If I have my B level concepts straight, considering a system containing a neutron star and nothing else, with a relatively large boundary (say one light year) that system has a very high entropy because it is in a very probable state given that gravity is clumping all the particles together as one would expect. If there were no gravity in this one-light year diameter system, then the entropy would be, I think, very low, because only considering thermal interactions and no gravity it is very unlikely (probably no mechanism to even have such a configuration) that all the particles would end up grouped together as tightly as the particles of a neutron star.

So trying to make sense of dS = dQ/T in a system where entropy is very influenced by gravity may not work - it seems like some needed modelling is missing. I tried a couple Google searches but can't find anything that looks like what I am picturing.

 

[PeterDonis]

so, you're discussing the collapses of stars??

I'm talking about the effects of gravitational clumping on the scale of the universe as a whole, since we are discussing the universe as a whole. That includes collapses of galactic clusters, galaxies, and stars (and of course white dwarfs, neutron stars, and black holes).

dS = dQ/T

Not in the presence of gravity. In the presence of gravity dQ/T is not the only contribution to the entropy. We don't know exactly how to derive the gravitational contribution from microstates of the system because we don't have a good theory of quantum gravity; but there are many cases in which there are other terms in the entropy besides dQ/T, so we know the general pattern, which is that dS = dQ/T will not be valid whenever there are other significant changes that can happen to the system besides heat transfer.

 

[TEFLing]

I am not seeing how dS = dQ/T can describe a system where entropy is strongly influenced by gravity.

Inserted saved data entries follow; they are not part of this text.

Issue #1685, opened 2014-11-07
Ignore symlinks


quasado:
Currently searching files via github code search (i.e. searching for files with extension *.svg) results in a lot of symlinks found rendering the search useless. Symlinks should be ignored as binary files are.

arfon:
Closing as stale.

PR #2179, opened 2015-02-28
Ignore symbolic links

pchaigno:
I am opening this pull request to get some help on it.
I am trying to implement the change suggested in #1685 to ignore symbolic links.

@bkeepers suggested to change [these lines in `repository.rb`](https://github.com/github/linguist/blob/master/lib/linguist/repository.rb#L153-L155). Is that going to affect the search results as well? (as @quasado wanted)

I made the changes which should ignore symlinks based on the mode attribute. I tested on the two files that I added in `test/fixtures/SVG/`. It doesn't work, the mode doesn't seem to change for a symbolic link at all... :/

### DIFF
--- a/lib/linguist/repository.rb
+++ b/lib/linguist/repository.rb
@@ -150,9 +150,9 @@ module Linguist
         next if delta.binary
 
         if [:added, :modified].include? delta.status
-          # Skip submodules
+          # Skip submodules and symlinks
           mode = delta.new_file[:mode]
-          next if (mode & 040000) != 0
+          next if (mode & 0040000) != 0 || (mode & 0120000) != 0
 
           blob = Linguist::LazyBlob.new(repository, delta.new_file[:oid], new, mode.to_s(8))
 
--- a/lib/linguist/repository.rb
+++ b/lib/linguist/repository.rb
@@ -152,7 +152,8 @@ module Linguist
         if [:added, :modified].include? delta.status
           # Skip submodules and symlinks
           mode = delta.new_file[:mode]
-          next if (mode & 0040000) != 0 || (mode & 0120000) != 0
+          mode_format = (mode & 0170000)
+          next if mode_format == 0120000 || mode_format == 040000 || mode_format == 0160000
 
           blob = Linguist::LazyBlob.new(repository, delta.new_file[:oid], new, mode.to_s(8))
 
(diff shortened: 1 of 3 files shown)


bkeepers:
Weird. It looks to me like this should work. What's the mode of the symlink getting reported as?

pchaigno:
Okay, so I found my error. I didn't copy the symbolic link correctly. The modes are now different for the two files.

But now all files are detected as symbolic links. Maybe I didn't used the right value for the mode (`120000`)...

arfon:
Not sure what's going on here:

```
git cat-file -p e9626a40d232cc7d87730887ded46a91b6647cc4
120000 blob 2f2cb2e43b3a957526c6239362f8c36b0a263fdd	alg_schema.link.svg
100644 blob cd7099148865b1d766d287506c9e07dc0ec78788	alg_schema.svg
```

I tried setting the mode values to `120000` and  `040000` (slightly different from yours @pchaigno) but still no success.

Perhaps someone from @github/git could assist here?

peff:
`0120000` is the right mode for symlinks. For submodules, it is `0160000`; `040000` is the mode of a subtree.

But notice that a regular file is `0100644`. So AND-ing that with a symlink will yield the high bit set, and fail your `!= 0` test. In general with Unix mode bits, the format section of the mode bits is not itself a bitmask; the correct way to check a mode `m` for format `f` is: `(m & S_IFMT) == f`, where `S_IFMT` masks out all but the bits of the feormat value. The magic value for `S_IFMT` is `0170000`. This is usually hidden behind macros like `S_ISLNK` (provided by the OS, but git provides its own `S_ISGITLINK`).

In git trees, this is a little bit simplified, because we don't actually store permission bits at all for submodules, symlinks, or trees. So the non-format bits are always zeroes anyway, you could get by with just checking for equality with `0120000`. That breaks down for regular files, where both `0100644` and `0100755` are regular files (and there are even a few more exotic combinations, as very early versions of git respected group permissions, so you could see `100664` or similar).

Even though it probably wouldn't matter either way, given that it's not much more work to do it correctly (`(mode & 0170000) == 0120000` versus `mode == 0120000`), I think it doesn't hurt to do so.

pchaigno:
Thanks @peff!

This should be okay now :-)

arfon:
Great. Thanks so much for the pointers @peff :zap:

PR #2181, opened 2015-03-01
More specific heuristic for Prolog

pchaigno:
This pull requests improves the heuristic for Prolog to avoid false positives. For instance, Perl files are sometimes detected as Prolog because they contain [a smiley in a comment](https://github.com/textmate/perl.tmbundle/blob/3396190be167310600d00da6ff9af7807cea4b12/Support/exception_handler.pm#L32).


arfon:
:+1:

PR #2184, opened 2015-03-01
Add designated color of eC language for display in language bar.

redj:
I'm hoping this very trivial change will give eC it's designated color in the language bar of the repository page.
Many thanks!


arfon:
:+1: this change will be live on GitHub later this week.

Issue #1152, opened 2014-04-30
QML not detected at all


strahlex:
My repository: https://github.com/strahlex/QtQuickVcp is marked as mainly C++, however, it is mainly QML. QML files seem to be ignored at all. Would be easy to identify them by the file extension .qml.

arfon:
> This problem already occurred with SQL when it was set to programming.
Maybe we could set QML to programming and see if anyone comes here to complain.
@arfon Any thoughts about this?

@pchaigno - I have no serious objections to this. @bkeepers - what do you think ?

arfon:
:flags: flagging this as stale.

roschern:
I was under the impression this would be marked as a code from now on. Did that not happen?

pchaigno:
@arfon I think @roschern is right :). Should I open a PR?

arfon:
> @arfon I think @roschern is right :). Should I open a PR?

Yeah, let's try it out.

pchaigno:
Done.

PR #2189, opened 2015-03-02
QML as a programming language

pchaigno:
This pull request sets QML as a programming language as discussed in #1152.


arfon:
:+1: let's do it.

Issue #2113, opened 2015-02-13
.nl files are incorrectly reported as NewLisp


vitaut:
[.nl files](http://en.wikipedia.org/wiki/Nl_%28format%29) are incorrectly reported as NewLisp in the description of [AMPL/MP](https://github.com/ampl/mp) project (and probably in other places):

![screenshot from 2015-02-13 12 58 06](https://cloud.githubusercontent.com/assets/576385/6195165/59271ac8-b380-11e4-8410-b32c2857f333.png)

Here's an example of such file: https://github.com/ampl/mp/blob/master/test/data/assign0.nl

NL files are very easy to detect: they all start with letter `b` or `g` immediately followed by a number.

arfon:
@vitaut - what language should these be detected as?

pchaigno:
@arfon [As the NL file format apparently](http://en.wikipedia.org/wiki/Nl_%28format%29). I found [more than 1,200 NL files on GitHub](https://github.com/search?o=desc&p=100&q=extension%3Anl+g0&ref=searchresults&s=indexed&type=Code&utf8=%E2%9C%93).

@vitaut Do you know a Sublime Text package or TextMate bundle to highlight these files?

vitaut:
Yes they should be ideally reported as something like "NL Format". This is a low-level format designed for machine rather than human input so I don't think there is a grammar for it.

pchaigno:
@vitaut Does that mean that they are generated from a higher language?

vitaut:
@pchaigno Yes, they are usually generated from [AMPL](https://en.wikipedia.org/wiki/AMPL) or other mathematical programming system (such as [Pyomo](https://software.sandia.gov/trac/pyomo) or [OpenSolver](http://opensolver.org/)). So it's not really a language, more like a serialization format for optimization problems. It just doesn't seem right that it is detected as NewLisp.

arfon:
So it sound like these should probably be added (name TBD) and then set as `data`?

pchaigno:
Would NL be okay for the name?

arfon:
> Would NL be okay for the name?

Yeah, I think so. http://en.wikipedia.org/wiki/Nl_%28format%29 . Looks like there's `SOL` too: http://en.wikipedia.org/wiki/Sol_(format)

vitaut:
"NL" is perfectly fine.

pchaigno:
@arfon Do we need to add SOL too??

arfon:
[...]

PR #2193, opened 2015-03-03
Support for NL file format

pchaigno:
This pull request adds the NL file format as discussed in #2113.
I tested it on [ampl/mp](https://github.com/ampl/mp) with 0 incorrect detections.


arfon:
:+1:

PR #2196, opened 2015-03-04
GLSL should not be in the C group.

larsbrinkhoff:
I believe it was a mistake to put GLSL in the C group.

E.g. this repository is reported as 100% C in the language bar:
https://github.com/larsbrinkhoff/glsl-sphere-tracing


larsbrinkhoff:
https://github.com/larsbrinkhoff/linguist/commit/a93e9493e209ef333984e5936492c4a0a7148cfc#commitcomment-10036159

Issue #2194, opened 2015-03-03
.jbuilder extensions are ruby


wyaeld:
Rails includes rails/jbuilder by default, and views with name.json.jbuilder extensions are becoming more common.

This is still just ruby though, much like erb.  https://github.com/facelessuser/ApplySyntax just delegates to the ruby bundle under sublime

pchaigno:
Hi @wyaeld!

Is the extension always `.json.jbuilder` or can it be just `.jbuilder`?

wyaeld:
usage is just convention I think.  Rails convention seems to be
.json.jbuilder, but the actual handler registration with sprockets is based
only on .jbuilder, so thats probably more reliable.  I've seen gists from
sinatra projects where they only have .jbuilder on the template

pchaigno:
#2202 should fix this ;)

wyaeld:
excellent, thankyou

PR #2202, opened 2015-03-06
.jbuilder as a Ruby extension

pchaigno:
This pull request adds `.jbuilder` as Ruby extension as discussed in #2194.


arfon:
:+1:

arfon:
It'll be another couple of weeks before this change is live on GitHub

PR #2204, opened 2015-03-06
Exclude gettext catalogues from statistics

aquileia:
Gettext catalogues are used for translations and are thus essentially prose, but were classified as "programming" in 507d191d7d.

In large projects like e.g. wesnoth/wesnoth, gettext can dominate the language statistics with about 95% although the actual code is C++.


arfon:
:+1:

arfon:
It'll be another couple of weeks before this change shows up on GitHub.com

dkavanagh:
thanks!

If I have my B level concepts straight, considering a system containing a neutron star and nothing else, with a relatively large boundary (say one light year) that system has a very high entropy because it is in a very probable state given that gravity is clumping all the particles together as one would expect. If there were no gravity in this one-light year diameter system, then the entropy would be, I think, very low, because only considering thermal interactions and no gravity it is very unlikely (probably no mechanism to even have such a configuration) that all the particles would end up grouped together as tightly as the particles of a neutron star.

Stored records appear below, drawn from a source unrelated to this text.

PR #2541, opened 2015-08-07
Reworking documentation paths

arfon:
Replaces #2164

### DIFF
--- a/lib/linguist/vendor.yml
+++ b/lib/linguist/vendor.yml
@@ -179,6 +179,10 @@
 # Fabric
 - Fabric.framework/
 
+# git config files
+- gitattributes$
+- gitignore$
+- gitmodules$
 
 ## Groovy ##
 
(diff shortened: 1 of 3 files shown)


arfon:
/ cc @aroben for a quick review based on his comment [here](https://github.com/github/linguist/pull/2164#issuecomment-75966654)

lib/linguist/vendor.yml
```diff
@@ -224,19 +228,6 @@
 # Html5shiv
 - (^|/)html5shiv\.js$
 
-# Samples folders
-- ^[Ss]amples/
-
-# LICENSE, README, git config files
-- ^COPYING$
-- LICENSE$
-- License$
```
aroben: I think "License" won't be matched by `documentation.yml`. Can you add a test for it, and fix it if the test fails?

lib/linguist/vendor.yml
```diff
@@ -224,19 +228,6 @@
...
-- gitattributes$
-- gitignore$
-- gitmodules$
-- ^README$
-- ^readme$
```
aroben: Ditto for "readme"

aroben:
Looks pretty good! Just two small comments above.

arfon:
Thanks for the review @aroben :zap:

PR #2542, opened 2015-08-07
Highlight Brewfile as Ruby

josh:
Hey @arfon!

First time linguist contributor here! Does this look okay?

### DIFF
--- a/lib/linguist/languages.yml
+++ b/lib/linguist/languages.yml
@@ -2934,6 +2934,7 @@ Ruby:
   - .pryrc
   - Appraisals
   - Berksfile
+  - Brewfile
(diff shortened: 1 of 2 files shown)


pchaigno:
With a sample `Brewfile` in `samples/Ruby/filenames/` it will be perfect!
Sample files are used for testing (and training) so we consider it good practice to add a new sample for each new extension/filename ;)

josh:
Added sample Brewfile.

arfon:
> First time linguist contributor here!

:-) thanks @josh - looks great.

arfon:
:+1: thanks. I'll probably cut a new gem early next week.

PR #2546, opened 2015-08-10
Make regex for vim modeline more lenient

ammaraskar:
The current regex looks strictly for set lines containing only a filetype parameter. Unfortunately this doesn't play too well with files which also set additional vim settings. An example of such a file can be seen here: https://github.com/alliedmodders/sourcemod/blob/master/AMBuildScript

It'd be cool to have syntax highlighting on that file but currently that would involve making an additional line containing either the emacs style modeline or a vim modeline containing the ``ft`` exclusively. Both of these seem hacky.

I've also added two tests with more complex modelines and the filetype in different positions.


pchaigno:
Nice PR :+1:

arfon:
Thanks @ammaraskar. This will be live later this week when we cut a new gem.

PR #2555, opened 2015-08-13
Add .arpa to DNS Zone.

larsbrinkhoff:
Addition to #2554.  There are [753](https://github.com/search?q=extension%3Aarpa+soa+OR+root+OR+CNAME) `.arpa` files which are zone files.

(There are also [1163](https://github.com/search?q=extension%3Aarpa+NOT+soa+NOT+root+NOT+CNAME) `.arpa` files with some other content.  This in on par with the `.zone` file extension: [2698](https://github.com/search?q=extension%3Azone+soa+OR+root+OR+CNAME) vs [4084](https://github.com/search?q=extension%3Azone+NOT+soa+NOT+root+NOT+CNAME).)

### DIFF
--- a/lib/linguist/languages.yml
+++ b/lib/linguist/languages.yml
@@ -754,6 +754,7 @@ DNS Zone:
   type: data
   extensions:
   - .zone
+  - .arpa
   tm_scope: text.zone_file
   ace_mode: text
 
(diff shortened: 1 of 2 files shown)


larsbrinkhoff:
Note: there is also `.db`, but the numbers are not as favourable: 15k vs 833k.

arfon:
:+1: thanks @larsbrinkhoff. 

> `.com` and the other top-level domain names are also used for zone files, but that's a huge can of worms.

Agreed.

PR #2560, opened 2015-08-14
Add .sexp to Common Lisp.

larsbrinkhoff:
There are [21000](https://github.com/search?q=extension%3Asexp+NOT+slartibartfast) `.sexp` files.  They contain "[Symbolic Expressions](https://en.wikipedia.org/wiki/S-expression)", which is the syntax of Lisp.

Arguably, these files are not in any particular dialect of Lisp.  I had to choose one, so I picked Common Lisp.

This might be an opportunity to introduce a generic "Lisp" language, which was discussed in #1827 and #1837.

### DIFF
--- a/lib/linguist/languages.yml
+++ b/lib/linguist/languages.yml
@@ -616,6 +616,7 @@ Common Lisp:
   - .lsp
   - .ny
   - .podsl
+  - .sexp
   interpreters:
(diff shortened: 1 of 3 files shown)


arfon:
:+1: looks good. Thanks @larsbrinkhoff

So trying to make sense of dS = dQ/T in a system where entropy is very influenced by gravity may not work - it seems like some needed modelling is missing. I tried a couple Google searches but can't find anything that looks like what I am picturing.

well, if gravity is an attractive interaction, how would one model the entropy of (say) a gas of pure H which would naturally tend to "clump" and bond into H₂ ? How could you compare the entropy of pure H to the favored pure H₂ state ?

 

[Grinkle]

How could you compare the entropy of pure H to the favored pure H2 state ?

This is chemistry and the change in entropy of the chemical reaction is modeled by the heat tranfer of the reaction. To make it about gravity, ask how one models a cloud of $H_2$ with and without taking gravity into consideration. @PeterDonis points out in post 25 there isn't an established way to model it.

 

[PeterDonis]

how would one model the entropy of (say) a gas of pure H which would naturally tend to "clump" and bond into H2 ?

The same way you model the entropy of any system that contains multiple particle species that can change into each other: using a chemical potential. But there is no useful analogy here with systems in which gravity is present.